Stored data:
PR #1655, opened 2024-01-29
Remove support of neutron-lbaas from lb_l7policy

nikParasyr:
Part of: https://github.com/terraform-provider-openstack/terraform-provider-openstack/issues/1638

### DIFF
--- a/openstack/lb_v2_octavia.go
+++ b/openstack/lb_v2_octavia.go
@@ -1,0 +1,305 @@
+package openstack
+
+import (
+	"context"
+	"fmt"
+	"log"
+	"time"
+
+	"github.com/hashicorp/terraform-plugin-sdk/v2/helper/resource"
+
+	"github.com/gophercloud/gophercloud"
+	"github.com/gophercloud/gophercloud/openstack/loadbalancer/v2/l7policies"
+	"github.com/gophercloud/gophercloud/openstack/loadbalancer/v2/listeners"
+	"github.com/gophercloud/gophercloud/openstack/loadbalancer/v2/loadbalancers"
+	"github.com/gophercloud/gophercloud/openstack/loadbalancer/v2/monitors"
+	"github.com/gophercloud/gophercloud/openstack/loadbalancer/v2/pools"
+)
+
+func resourceLBV2ListenerRefreshFuncOctavia(lbClient *gophercloud.ServiceClient, lbID string, listener *listeners.Listener) resource.StateRefreshFunc {
+	if listener.ProvisioningStatus == "" {
+		return resourceLBV2LoadBalancerStatusRefreshFuncOctavia(lbClient, lbID, "listener", listener.ID, "")
+	}
+
+	return func() (interface{}, string, error) {
+		lb, status, err := resourceLBV2LoadBalancerRefreshFunc(lbClient, lbID)()
+		if err != nil {
+			return lb, status, err
+		}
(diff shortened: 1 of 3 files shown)


openstack/lb_v2_octavia.go
```diff
@@ -0,0 +1,305 @@
...
+	"github.com/gophercloud/gophercloud"
+	"github.com/gophercloud/gophercloud/openstack/loadbalancer/v2/l7policies"
+	"github.com/gophercloud/gophercloud/openstack/loadbalancer/v2/listeners"
+	"github.com/gophercloud/gophercloud/openstack/loadbalancer/v2/loadbalancers"
+	"github.com/gophercloud/gophercloud/openstack/loadbalancer/v2/monitors"
+	"github.com/gophercloud/gophercloud/openstack/loadbalancer/v2/pools"
+)
+
+func resourceLBV2ListenerRefreshFuncOctavia(lbClient *gophercloud.ServiceClient, lbID string, listener *listeners.Listener) resource.StateRefreshFunc {
+	if listener.ProvisioningStatus != "" {
```
kayrus, line 20: This is my code I wrote 5 years ago :) Not sure if this is the right place to ask this, but with my current experience I'd check for empty string and return `resourceLBV2LoadBalancerStatusRefreshFuncOctavia` right away.

openstack/lb_v2_octavia.go
```diff
@@ -0,0 +1,305 @@
...
+		if len(listener.Loadbalancers) > 0 {
+			return listener.Loadbalancers[0].ID, nil
+		}
+	}
+
+	return "", fmt.Errorf("Unable to determine loadbalancer ID from pool %s", pool.ID)
+}
+
+func resourceLBV2PoolRefreshFuncOctavia(lbClient *gophercloud.ServiceClient, lbID string, pool *pools.Pool) resource.StateRefreshFunc {
+	if pool.ProvisioningStatus != "" {
```
kayrus, line 95: here as well

openstack/lb_v2_octavia.go
```diff
@@ -0,0 +1,305 @@
...
+		}
+
+		return fmt.Errorf("Error waiting for l7policy %s to become %s: %s", l7policy.ID, target, err)
+	}
+
+	return nil
+}
+
+func resourceLBV2L7PolicyRefreshFuncOctavia(lbClient *gophercloud.ServiceClient, lbID string, l7policy *l7policies.L7Policy) resource.StateRefreshFunc {
+	if l7policy.ProvisioningStatus != "" {
```
kayrus, line 285: and here too

kayrus (commented):
Thanks for the PR. See my comments

openstack/lb_v2_octavia.go
nikParasyr: @kayrus can you elaborate a bit more?

> I'd check for empty string and return resourceLBV2LoadBalancerStatusRefreshFuncOctavia right away.

Return resourceLBV2LoadBalancerStatusRefreshFuncOctavia when == "" or != "" ? And what do we return in the other case? 
Cause after looking a bit the code i think we can always return resourceLBV2LoadBalancerStatusRefreshFuncOctavia no matter the check, but maybe im misunderstanding something.

kayrus: I mean this: https://danp.net/posts/reducing-go-nesting/

kayrus (approved):
LGTM, thanks!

Work instruction:
Which lines of the data contain "from"? Copy them all.

Written answer:
Remove support of neutron-lbaas from lb_l7policy
+	return "", fmt.Errorf("Unable to determine loadbalancer ID from pool %s", pool.ID)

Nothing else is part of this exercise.